● **Task**
Output every line below exactly.

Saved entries
■ ■ ■
PR #1210, opened 2016-12-31
chmod a+x bin/rollup

### LINKED ISSUE #1209: generated bin/rollup not chmod +x
```
$ bin/rollup
bash: bin/rollup: Permission denied
```
```
$ node bin/rollup 

rollup version 0.39.2
=====================================

Usage: rollup [options] <entry file>
```

Rich-Harris:
fixes #1209

### DIFF
--- a/package.json
+++ b/package.json
@@ -17,7 +17,7 @@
■ ■ ■
● **Task solution**
PR #1210, opened 2016-12-31
chmod a+x bin/rollup

### LINKED ISSUE #1209: generated bin/rollup not chmod +x
```
$ bin/rollup
bash: bin/rollup: Permission denied
```
```
$ node bin/rollup 

rollup version 0.39.2
=====================================

Usage: rollup [options] <entry file>
```

Rich-Harris:
fixes #1209

### DIFF
--- a/package.json
+++ b/package.json
@@ -17,7 +17,7 @@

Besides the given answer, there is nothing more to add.